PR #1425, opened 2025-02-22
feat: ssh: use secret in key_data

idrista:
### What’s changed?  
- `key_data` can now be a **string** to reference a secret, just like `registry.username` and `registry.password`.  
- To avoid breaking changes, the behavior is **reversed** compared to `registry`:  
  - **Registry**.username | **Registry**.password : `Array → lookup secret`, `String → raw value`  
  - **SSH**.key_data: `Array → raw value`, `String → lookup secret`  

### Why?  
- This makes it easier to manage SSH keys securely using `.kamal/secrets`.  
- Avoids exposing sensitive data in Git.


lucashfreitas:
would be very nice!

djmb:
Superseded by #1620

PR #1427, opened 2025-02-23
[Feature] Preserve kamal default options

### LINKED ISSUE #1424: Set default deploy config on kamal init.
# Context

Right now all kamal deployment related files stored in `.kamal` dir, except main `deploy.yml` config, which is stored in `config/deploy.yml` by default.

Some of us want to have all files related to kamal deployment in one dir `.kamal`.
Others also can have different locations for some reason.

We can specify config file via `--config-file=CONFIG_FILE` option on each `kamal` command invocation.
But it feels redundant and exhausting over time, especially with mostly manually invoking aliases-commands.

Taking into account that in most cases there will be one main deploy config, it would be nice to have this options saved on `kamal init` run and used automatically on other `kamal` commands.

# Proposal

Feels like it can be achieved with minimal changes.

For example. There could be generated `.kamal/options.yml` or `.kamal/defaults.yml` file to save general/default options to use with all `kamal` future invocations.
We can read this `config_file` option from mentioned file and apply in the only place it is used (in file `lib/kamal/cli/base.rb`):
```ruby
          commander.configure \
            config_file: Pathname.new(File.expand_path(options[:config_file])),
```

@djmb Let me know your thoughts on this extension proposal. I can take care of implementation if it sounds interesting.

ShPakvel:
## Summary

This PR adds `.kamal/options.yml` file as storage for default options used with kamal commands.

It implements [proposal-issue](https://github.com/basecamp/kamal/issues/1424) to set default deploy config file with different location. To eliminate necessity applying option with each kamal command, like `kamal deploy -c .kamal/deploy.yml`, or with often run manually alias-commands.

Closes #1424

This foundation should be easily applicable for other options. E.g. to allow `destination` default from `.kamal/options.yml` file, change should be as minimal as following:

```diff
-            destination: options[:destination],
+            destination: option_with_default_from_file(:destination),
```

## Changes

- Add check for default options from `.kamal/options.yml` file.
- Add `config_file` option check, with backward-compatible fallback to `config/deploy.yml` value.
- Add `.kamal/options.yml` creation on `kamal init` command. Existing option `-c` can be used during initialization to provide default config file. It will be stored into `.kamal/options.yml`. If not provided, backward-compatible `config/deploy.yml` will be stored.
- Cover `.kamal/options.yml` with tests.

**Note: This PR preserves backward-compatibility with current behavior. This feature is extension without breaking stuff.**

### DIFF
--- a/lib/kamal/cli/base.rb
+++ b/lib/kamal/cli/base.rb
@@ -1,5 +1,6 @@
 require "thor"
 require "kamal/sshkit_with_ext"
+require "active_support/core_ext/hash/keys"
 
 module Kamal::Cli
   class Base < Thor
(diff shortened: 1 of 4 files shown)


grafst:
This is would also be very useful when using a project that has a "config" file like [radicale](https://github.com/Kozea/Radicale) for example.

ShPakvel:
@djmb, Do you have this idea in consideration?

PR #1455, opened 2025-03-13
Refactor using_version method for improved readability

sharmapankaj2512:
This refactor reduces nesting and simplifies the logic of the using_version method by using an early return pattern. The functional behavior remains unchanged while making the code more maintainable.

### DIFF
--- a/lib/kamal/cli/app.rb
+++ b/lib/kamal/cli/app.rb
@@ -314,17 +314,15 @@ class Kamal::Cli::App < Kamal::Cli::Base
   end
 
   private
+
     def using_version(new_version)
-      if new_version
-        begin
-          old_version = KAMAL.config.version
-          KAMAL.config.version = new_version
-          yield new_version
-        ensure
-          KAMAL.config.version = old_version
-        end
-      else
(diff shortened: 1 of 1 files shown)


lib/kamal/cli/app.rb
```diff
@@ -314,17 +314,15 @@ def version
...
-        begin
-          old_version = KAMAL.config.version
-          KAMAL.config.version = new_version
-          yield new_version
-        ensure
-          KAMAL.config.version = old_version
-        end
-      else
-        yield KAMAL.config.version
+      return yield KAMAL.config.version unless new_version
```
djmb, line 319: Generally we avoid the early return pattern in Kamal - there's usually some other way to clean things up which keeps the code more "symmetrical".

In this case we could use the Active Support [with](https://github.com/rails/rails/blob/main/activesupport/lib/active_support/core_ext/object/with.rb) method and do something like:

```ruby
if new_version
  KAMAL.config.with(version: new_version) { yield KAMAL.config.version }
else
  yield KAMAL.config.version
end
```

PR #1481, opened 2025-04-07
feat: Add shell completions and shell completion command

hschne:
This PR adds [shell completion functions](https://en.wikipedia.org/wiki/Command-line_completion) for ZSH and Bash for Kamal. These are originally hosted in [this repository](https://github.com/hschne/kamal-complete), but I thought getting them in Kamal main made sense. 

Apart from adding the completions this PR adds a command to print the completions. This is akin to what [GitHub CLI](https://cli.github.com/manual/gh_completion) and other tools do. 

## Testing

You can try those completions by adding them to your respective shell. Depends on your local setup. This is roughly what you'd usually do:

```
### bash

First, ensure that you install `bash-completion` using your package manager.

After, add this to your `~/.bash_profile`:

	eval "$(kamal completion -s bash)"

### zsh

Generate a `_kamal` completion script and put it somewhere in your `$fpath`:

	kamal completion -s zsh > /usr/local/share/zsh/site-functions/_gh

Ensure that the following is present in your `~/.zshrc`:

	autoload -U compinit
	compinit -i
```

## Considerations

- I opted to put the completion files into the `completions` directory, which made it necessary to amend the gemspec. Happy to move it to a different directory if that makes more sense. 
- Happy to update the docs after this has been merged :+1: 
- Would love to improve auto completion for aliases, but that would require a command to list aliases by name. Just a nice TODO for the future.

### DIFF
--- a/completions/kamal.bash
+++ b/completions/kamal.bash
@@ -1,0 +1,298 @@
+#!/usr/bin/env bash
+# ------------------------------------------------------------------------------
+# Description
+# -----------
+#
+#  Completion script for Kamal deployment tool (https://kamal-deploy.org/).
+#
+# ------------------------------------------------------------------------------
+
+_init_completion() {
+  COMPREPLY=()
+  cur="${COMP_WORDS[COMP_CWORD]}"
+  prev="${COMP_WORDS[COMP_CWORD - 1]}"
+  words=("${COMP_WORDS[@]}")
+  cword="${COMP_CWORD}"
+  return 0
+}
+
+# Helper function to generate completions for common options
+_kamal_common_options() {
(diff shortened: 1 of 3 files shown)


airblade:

####

Copy exactly the opening line of the material, the line bearing "We can specify", and every line between them. Include nothing else.

PR #1425, opened 2025-02-22
feat: ssh: use secret in key_data

idrista:
### What’s changed?  
- `key_data` can now be a **string** to reference a secret, just like `registry.username` and `registry.password`.  
- To avoid breaking changes, the behavior is **reversed** compared to `registry`:  
  - **Registry**.username | **Registry**.password : `Array → lookup secret`, `String → raw value`  
  - **SSH**.key_data: `Array → raw value`, `String → lookup secret`  

### Why?  
- This makes it easier to manage SSH keys securely using `.kamal/secrets`.  
- Avoids exposing sensitive data in Git.


lucashfreitas:
would be very nice!

djmb:
Superseded by #1620

PR #1427, opened 2025-02-23
[Feature] Preserve kamal default options

### LINKED ISSUE #1424: Set default deploy config on kamal init.
# Context

Right now all kamal deployment related files stored in `.kamal` dir, except main `deploy.yml` config, which is stored in `config/deploy.yml` by default.

Some of us want to have all files related to kamal deployment in one dir `.kamal`.
Others also can have different locations for some reason.

We can specify config file via `--config-file=CONFIG_FILE` option on each `kamal` command invocation.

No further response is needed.